31 juillet, quelques heures plus tard

Ce soir, visite chez Preeti. Un repas qui n’en finit pas, qui visite toutes les spécialités indiennes, notre jeune amie et sa sœur et sa mère proposent, proposent encore, «djada lo, djada lo (1), n’est-ce pas bon ?» Mais comment tout goûter, tout apprécier, il y en a tant, nous refusons poliment. Mais c’est peine perdue. Inviter en Inde n’est pas inviter en Belgique ou ailleurs.

 

Celui qui reçoit se tient à l’écart tandis que la table n’est dressée que pour le visiteur, tantôt la maîtresse de maison quitte la pièce, tantôt elle reste debout autour de vous, à recommander telle ou telle spécialité, à guetter la fin de votre dégustation pour amener un nouveau plat. Nous mangeons donc entre nous, surpris par cette coutume, car c’est avec plaisir que nous nous livrerions au bavardage avec Preeti et sa famille.

 

Aux filles, elle offre un bracelet, et à tous une image pieuse.
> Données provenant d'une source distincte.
PR #445, opened 2020-07-17
update kselftest, use Linaro test-defintions

khilman:
Update the kselftest test-plan:

1) use the kselftest tarball that is now part of kernelci builds.
2) use debian NFS root (ramdisk + modules, then pivot-root to NFS)
3) use Linaro test-definitions repo for running kselftests

Sharing test-defintions with LInaro/LKFT will allow better collaboration on keeping kselftests running/reliable.

NOTE: this draft PR is based on staging due to dependencies on existing PRs not yet merged into master.

### DIFF
--- a/lab-configs.yaml
+++ b/lab-configs.yaml
@@ -10,6 +10,7 @@ labs:
           plan:
             - baseline
             - baseline-fastboot
+            - kselftest
 
   lab-broonie:
     lab_type: lava
--- a/templates/kselftest/kselftest.jinja2
+++ b/templates/kselftest/kselftest.jinja2
@@ -1,0 +1,25 @@
+- test:
+    timeout:
+      minutes: 55
+
+    definitions:
+    - from: inline
+      repository:
+        metadata:
+          format: Lava-Test Test Definition 1.0
+          name: timesync-off
+          description: Disable systemd time sync services
+        run:
+          steps:
+          - systemctl stop systemd-timesyncd || true
+      name: timesync-off
+      path: inline/timesync-off.yaml
+
+    - repository: https://github.com/Linaro/test-definitions.git
+      from: git
+      revision: master
+      path: automated/linux/kselftest/kselftest.yaml
+      name: kselftest
+      parameters:
+        TESTPROG_URL: {{ kselftests_url }}
+        SKIPFILE: skipfile-lkft.yaml
--- a/test-configs.yaml
+++ b/test-configs.yaml
@@ -161,9 +161,12 @@ test_plans:
         panfrost_submit
 
   kselftest:
-    rootfs: buildroot_kselftest_ramdisk
+    rootfs: debian_buster_nfs
+    pattern: 'kselftest/{category}-{method}-{protocol}-nfs-kselftest-template.jinja2'
     filters:
       - passlist: {defconfig: ['kselftest']}
+    params:
+      job_timeout: '60'
 
   sleep:
     rootfs: debian_buster_ramdisk
--- a/test-configs.yaml
+++ b/test-configs.yaml
@@ -1731,6 +1731,7 @@ test_configs:
   - device_type: meson-g12b-odroid-n2
     test_plans:
       - baseline
+      - kselftest
 
   - device_type: meson-g12b-a311d-khadas-vim3
     test_plans:
--- a/test-configs.yaml
+++ b/test-configs.yaml
@@ -1421,13 +1421,11 @@ test_configs:
   - device_type: apq8016-sbc
     test_plans:
       - baseline
-      - kselftest
 
   - device_type: ar9331-dpt-module
     test_plans:
       - baseline
       - baseline-nfs
-      - kselftest
       - sleep
 
   - device_type: armada-370-db
@@ -1490,7 +1488,6 @@ test_configs:
   - device_type: arndale
     test_plans:
       - baseline
-      - kselftest
 
   - device_type: at91-sama5d2_xplained
     test_plans:
@@ -1513,24 +1510,20 @@ test_configs:
   - device_type: bcm2837-rpi-3-b
     test_plans:
       - baseline
-      - kselftest
       - usb
 
   - device_type: bcm2837-rpi-3-b-32
     test_plans:
       - baseline
-      - kselftest
 
   - device_type: beaglebone-black
     test_plans:
       - baseline
       - baseline-nfs
-      - kselftest
 
   - device_type: beagle-xm
     test_plans:
       - baseline
-      - kselftest
 
   - device_type: cubietruck
     test_plans:
@@ -1553,54 +1546,44 @@ test_configs:
     test_plans:
       - baseline
       - baseline-nfs
-      - kselftest
       - sleep
 
   - device_type: dra7-evm
     test_plans:
       - baseline
-      - kselftest
 
   - device_type: fsl-ls1012a-rdb
     test_plans:
       - baseline
-      - kselftest
 
   - device_type: fsl-ls1028a-rdb
     test_plans:
       - baseline
-      - kselftest
 
   - device_type: fsl-ls1043a-rdb
     test_plans:
       - baseline
-      - kselftest
 
   - device_type: fsl-ls1046a-rdb
     test_plans:
       - baseline
-      - kselftest
 
   - device_type: fsl-ls1088a-rdb
     test_plans:
       - baseline
-      - kselftest
 
   - device_type: fsl-ls2088a-rdb
     test_plans:
       - baseline
-      - kselftest
 
   - device_type: fsl-lx2160a-rdb
     test_plans:
       - baseline
-      - kselftest
 
   - device_type: hi6220-hikey
     test_plans:
       - baseline
       - baseline-nfs
-      - kselftest
 
   - device_type: hip07-d05
     test_plans:
@@ -1619,35 +1602,30 @@ test_configs:
     test_plans:
       - baseline
       - baseline-nfs
-      - kselftest
       - sleep
 
   - device_type: imx27-phytec-phycard-s-rdk
     test_plans:
       - baseline
       - baseline-nfs
-      - kselftest
       - sleep
 
   - device_type: imx28-duckbill
     test_plans:
       - baseline
       - baseline-nfs
-      - kselftest
       - sleep
 
   - device_type: imx53-qsrb
     test_plans:
       - baseline
       - baseline-nfs
-      - kselftest
       - sleep
 
   - device_type: imx6dl-riotboard
     test_plans:
       - baseline
       - baseline-nfs
-      - kselftest
       - sleep
 
   - device_type: imx6q-nitrogen6x
@@ -1662,14 +1640,12 @@ test_configs:
     test_plans:
       - baseline
       - baseline-nfs
-      - kselftest
       - sleep
 
   - device_type: imx6q-sabrelite
     test_plans:
       - baseline
       - baseline-nfs
-      - kselftest
       - sleep
       - usb
 
@@ -1721,7 +1697,6 @@ test_configs:
     test_plans:
       - baseline
       - baseline-nfs
-      - kselftest
 
   - device_type: kirkwood-db-88f6282
     test_plans:
@@ -1736,7 +1711,6 @@ test_configs:
   - device_type: meson8b-odroidc1
     test_plans:
       - baseline
-      - kselftest
 
   - device_type: meson-g12a-sei510
     test_plans:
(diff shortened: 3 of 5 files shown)


khilman:
FYI: still using `staging-skip` because this depends on the fix here for a working rootfs: https://github.com/kernelci/kernelci-core/pull/463

khilman:
Update includes:
- rootfs image update for: https://github.com/kernelci/kernelci-core/pull/463
- rebase onto latest master

Successful LAVA job: https://lava.baylibre.com/scheduler/job/1757#bottom

Removing `staging-skip` now that rootfs is available.

khilman:
FYI @mgalka

gctucker:
The backend exception has been fixed: https://github.com/kernelci/kernelci-backend/pull/251

templates/kselftest/kselftest.jinja2
```diff
@@ -0,0 +1,25 @@
...
+          description: Disable systemd time sync services
+        run:
+          steps:
+          - systemctl stop systemd-timesyncd || true
+      name: timesync-off
+      path: inline/timesync-off.yaml
+
+    - repository: https://github.com/Linaro/test-definitions.git
+      from: git
+      revision: master
```
gctucker, line 20: One issue with using the head of the master branch is that it makes it harder to reproduce results.  There doesn't seem to be any regular release tags in the `test-definitions` repository so we should either ask for tags to be created or keep a mirror and add KernelCI tags for each production update.

templates/kselftest/kselftest.jinja2
```diff
@@ -0,0 +1,25 @@
...
+      path: automated/linux/kselftest/kselftest.yaml
+      name: kselftest
+      parameters:
+        TESTPROG_URL: {{ kselftests_url }}
+        SKIPFILE: skipfile-lkft.yaml
```
gctucker, line 25: Some skips will be platform-dependent, and there are many more platforms being tested in KernelCI than LKFT.  So we'll need to either have a common file for everyone, or `skipfile-kernelci.yaml` added to the repo, or have a separate file (probably in a fork).

gctucker: Also worth mentioning that KernelCI tracks and reports regressions only, not test cases that have never passed.  So we may be OK without maintaining a full list of tests that won't be fixed, only the broken ones that really don't work or cause some bad side-effects and prevent other tests from running.

test-configs.yaml
```diff
@@ -161,9 +161,12 @@ test_plans:
         panfrost_submit
 
   kselftest:
-    rootfs: buildroot_kselftest_ramdisk
+    rootfs: debian_buster_nfs
+    pattern: 'kselftest/{category}-{method}-{protocol}-nfs-kselftest-template.jinja2'
```
gctucker, line 165: Ah yes that pattern thing should be fixed in the code.  When both a ramdisk and nfs file systems are provided, nfs should take precedence.  It's OK to work around the issue with a special `pattern` here for now.

test-configs.yaml
```diff
@@ -161,9 +161,12 @@ test_plans:
...
     filters:
       - passlist: {defconfig: ['kselftest']}
+    params:
+      job_timeout: '60'
```
gctucker, line 169: This reminds me, we should change the parameter name to make it clear the timeout is a number of minutes...

gctucker (commented):
What about the other template variants though (`barebox`, `grub`)?  Even if they can't all be tested right now, I think they should be updated to also include `kselftest/kselftest.jinja2`.  And the `ipxe` one should probably be dropped altogether as nothing is using that any more.

gctucker:
Other than the comments above, this was tested OK on staging:
https://staging.kernelci.org/test/plan/id/5f45aff802c5b617e7b1458c/

gctucker:
@khilman Please also drop the "WIP" from the PR title if/when you think it's ready to be merged.

kees:
Yay; this looks like great progress! Selftest tarball built, saved, fetched, and run! :)

Next seems to be fixing the execution environment? It seems like something is mangling the log output (and likely interfering with the tests):

```
TAP version 13
13: _ TAP
1..72
: _ 1..72
# selftests lkdtm PANIC.sh
lkdtm: PANIC.sh_ #
# Skipping PANIC crashes entire system
PANIC: crashes_entire #
[SKIP] 1 selftests lkdtm PANIC.sh # SKIP
selftests: lkdtm_PANIC.sh [SKIP]
# selftests lkdtm BUG.sh
lkdtm: BUG.sh_ #
# BUG missing 'kernel BUG at' [FAIL]
missing: 'kernel_BUG #
[FAIL] 2 selftests lkdtm BUG.sh # exit=1
selftests: lkdtm_BUG.sh [FAIL]
```

All the weird "$word: _ $truncated_later_words" lines are coming from somewhere external to the kselftest run. Is that Lava getting in the way? e.g. "13: _ TAP", etc.

And maybe some portion of the test's stdout/stderr is missing? This lkdtm "BUG" test can't actually fail: something central seems to be missing.

gctucker:
@kees Thanks a lot for checking this out!  Yes LAVA adds some noise because it uses the serial console to communicate with the platform.  Then there is some logic in KernelCI backend to reduce the noise but maybe it's not tuned correctly.  Let's dig out the raw log and what the filters produced to see what's going on.

This is actually not a kselftest specific issue, the same logic is used for all LAVA tests.  Maybe it's just more visible with kselftest.

khilman:
> @khilman Please also drop the "WIP" from the PR title if/when you think it's ready to be merged.

Removed the WIP.  I think the issues with the output mangling are not directly related to this PR.  Some tweaking of the test-defintion itself to be sure that the results are parsed from a log file and not from stdout should probably be explored.

khilman:
I wonder if @danrue might have any feedback on the output mangling issues above.  We're using the LKFT LAVA test-definition un-modified.

kees:
Should I open a separate bug for the "log mangling"? I can't quite figure out yet how to reproduce the runtime environment the tests are in. (As in, how do I set up Lava locally to try to debug this myself, etc.)

khilman:
@kees setting up LAVA might be a bit overkill, but what you could try is running the wrapper scripts that the LInaro test-defintion runs.  

Here's the test-definition: https://github.com/Linaro/test-definitions/tree/master/automated/linux/kselftest
and the import part is the shell script that it runs: https://github.com/Linaro/test-definitions/blob/master/automated/linux/kselftest/kselftest.yaml#L50
That's the script that calls `./run_kselftest.sh` but it appears that does some of its own sed magic which helps LAVA parse results.

It does `tee` the output to a logfile, which the `kselftest.sh` script then uses to parse and collect LAVA results (which are then sent to KernelCI), so in theory, even with some mess on stdout, the result parsing should not be affected since it's using the logfile and not stdtout.

gctucker:
@kees @khilman I've captured the raw log produced by LAVA and dumped all the "target" messages in a plain text file:
https://people.collabora.com/~gtucker/tmp/kselftest-raw-lava-target-log.txt

The only difference between that and what is stored by KernelCI is some LAVA signals, here's the diff with what the filters did:
```diff
--- kselftest-raw-lava-target-log.txt	2020-08-28 09:29:10.661301920 +0100
+++ kselftest-meson-g12b-odroid-n2.txt	2020-08-28 09:14:01.000000000 +0100
@@ -1975,17 +1975,14 @@
 + cat uuid
 + UUID=31179_1.6.2.4.1
 + set +x
-<LAVA_SIGNAL_STARTRUN 0_timesync-off 31179_1.6.2.4.1>
 + systemctl stop systemd-timesyncd
 [0;1;31mWarning:[0m The unit file, source configuration file or drop-ins of systemd-timesyncd.service changed on disk. Run 'systemctl daemon-reload' to reload units.
 + set +x
-<LAVA_SIGNAL_ENDRUN 0_timesync-off 31179_1.6.2.4.1>
 + export TESTRUN_ID=1_kselftest
 + cd /lava-31179/0/tests/1_kselftest
 + cat uuid
 + UUID=31179_1.6.2.4.5
 + set +x
-<LAVA_SIGNAL_STARTRUN 1_kselftest 31179_1.6.2.4.5>
 + cd ./automated/linux/kselftest/
 + ./kselftest.sh -t kselftest_armhf.tar.gz -s false -u http://storage.staging.kernelci.org/kernelci/staging.kernelci.org/staging-20200825.2/arm64/defconfig+kselftest/gcc-8/kselftest.tar.gz -L  -S skipfile-lkft.yaml -b  -g  -e  -p /opt/kselftests/mainline/
 INFO: Generating a skipfile based on /lava-31179/0/tests/1_kselftest/automated/linux/kselftest/skipfile-lkft.yaml
```

So if the kselftest log output doesn't look right, it's indeed a problem with how the tests are being run in LAVA.  So it's not a KernelCI issue per se but rather something with either kselftest or the Linaro test definitions.  Let's see if @danrue has some thoughts on that; we can also check what the LKFT logs and results look like.

gctucker:
FYI, some LKFT results and sample log:
https://qa-reports.linaro.org/lkft/linux-stable-rc-5.8-oe/build/v5.8.5/testrun/3125177/suite/kselftest/tests/
https://qa-reports.linaro.org/lkft/linux-stable-rc-5.8-oe/build/v5.8.5/testrun/3125177/suite/kselftest/test/bpf_get_cgroup_id_user/log

Looks similar to what we get (with apparently an extra bug when calling `diff`...):
```
TAP version 13
13: _ TAP
1..71
: _ 1..71
# selftests lkdtm PANIC.sh
lkdtm: PANIC.sh_ #
# Skipping PANIC crashes entire system
PANIC: crashes_entire #
[SKIP] 1 selftests lkdtm PANIC.sh # SKIP
selftests: lkdtm_PANIC.sh [SKIP]
# selftests lkdtm BUG.sh
lkdtm: BUG.sh_ #
# diff unrecognized option '--changed-group-format=%>'
unrecognized: option_'--changed-group-format=%>' #
# BusyBox v1.27.2 (2020-08-04 221300 UTC) multi-call binary.
v1.27.2: (2020-08-04_221300 #
# 
: _ #
# Usage diff [-abBdiNqrTstw] [-L LABEL] [-S FILE] [-U LINES] FILE1 FILE2
diff: [-abBdiNqrTstw]_[-L #
# BUG missing 'kernel BUG at' [FAIL]
```

danrue:
I haven't looked at LKFT's kselftest implementation details in a while, but I know that we often have problems getting results from kselftest runs. The diff thing looks like a busybox vs gnu diff type problem.

lab-configs.yaml
```diff
@@ -10,6 +10,7 @@ labs:
           plan:
             - baseline
             - baseline-fastboot
```
gctucker, line 12: I believe it's worth adding `baseline-nfs` since `kselftest` uses nfsroot, to check it's working with regular kernel configs:
```suggestion
            - baseline-nfs
            - baseline-fastboot
```

khilman: I left that out on purpose because it's an extra test that doesn't add any value, other than sanity checking NFS.  

Since there's no way to check the status of `baseline-nfs` before running `kselftest`, I don't see any extra value here.

gctucker: Well it can be used to verify manually that nfsroot works as expected, when kselftest jobs fail to run.

khilman: Sure, but that's orthogonal to this patch, and should be up to the lab owner to decide.  Let's not hold this series up for unrelated issues.

gctucker: Sure, this is not what's holding this PR. It just seemed like an obvious thing to me when I started enabling kselftests on more devices.

gctucker (approved):
Tested OK in combination with #487, which will need to be rebased and tested again once this is is merged.

templates/kselftest/kselftest.jinja2
gctucker: As discussed, we will need a fork of `test-definitions` for KernelCI in any case to have a staging branch.  We could use that fork with a `kernelci.org` branch used in production too.

test-configs.yaml
gctucker: Fixed in #487.

kees:
> @kees setting up LAVA might be a bit overkill, but what you could try is running the wrapper scripts that the LInaro test-defintion runs.
> 
> Here's the test-definition: https://github.com/Linaro/test-definitions/tree/master/automated/linux/kselftest
> and the import part is the shell script that it runs: https://github.com/Linaro/test-definitions/blob/master/automated/linux/kselftest/kselftest.yaml#L50
> That's the script that calls `./run_kselftest.sh` but it appears that does some of its own sed magic which helps LAVA parse results.

Well this looks like exactly the problem:

```
./run_kselftest.sh 2>&1 | tee "${LOGFILE}" | sed 's/^not ok/[FAIL]/'|sed 's/^ok/[PASS]/'|sed 's/://g'|awk '{if ($0 ~ "# SKIP") {$1 = "[SKIP]"} print $0"\n"$3 ": " $4"_"$5 " " $1}'
```

It assume LAVA doesn't actually parse TAP? Hmmm

gctucker:
Right, so that's an issue with the [Linaro test definitions](https://github.com/Linaro/test-definitions) rather than KernelCI which runs them.

I've created a fork in [kernelci/test-definitions](https://github.com/kernelci/test-definitions) so we can work on things like that, and a first issue to follow up from this PR: https://github.com/kernelci/test-definitions/issues/1

PR #446, opened 2020-07-17
Format DTV Output

isaiahduncan:


dtvout
```diff
@@ -0,0 +1,2693 @@
+  CHKDT   Documentation/devicetree/bindings/extcon/wlf,arizona.yaml
```
gctucker: Please don't include this file, it should be generated when running the test.  Instead we should have some documentation about how to run it, and maybe a snippet from the output to show what it should look like.

format.py
```diff
@@ -0,0 +1,83 @@
+import re
+import sys
+from collections import defaultdict
+
+### BEFORE YOU RUN THIS SCRIPT, READ THE BELOW LINES
```
gctucker: It's good to have some notes about how to use the test.  Having a local `README.md` would be better though, to make it actual documentation.  Comments in the code are good when they really are just about the implementation.

This isn't a blocker for this PR, documentation can be added as a follow-up.

format.py
```diff
@@ -0,0 +1,83 @@
...
+Things Done: 
+	Separated Files with Errors or warnings from the rest
+
+"""
+
+# if len(sys.argv) == 1: #we need an argument to identify the name of the file
+# 	print("no arguments")
+# 	exit()
+
+dtoutput = open("dtvout", "r")# the second argument (aka argv[1]) will be the file that we look at ## sys.argv[1]
```
gctucker: Erm, yes as your comment says it would be better to parse command line arguments.  I think it's fine for this first version to have hard-coded `dtvout` as the file name, but another follow-up would be to clean up the script using a `main()` function and `argparse` to parse the command line.

dtvout
gctucker: Sorry I meant the whole `dtvout` file - it needs to be generated during each test run.  But that's OK, we can keep this as an example and remove it when the test gets automated in KernelCI as we'll then be producing lots of test logs.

Nous sommes dorlottés comme des rois, comment les remercier pour tant d’amitié, tant d’hospitalité ? Nous les saluons avant de retrouver les rues étroites et sombres du bidonville. «Soyez prudents… Revenez nous voir bientôt !» Nous nous reverrons, oui, dès notre retour, dans deux ou trois ans, selon l’évolution du projet. Nous nous reverrons…



[1] En hindi, «Prenez plus, prenez plus !»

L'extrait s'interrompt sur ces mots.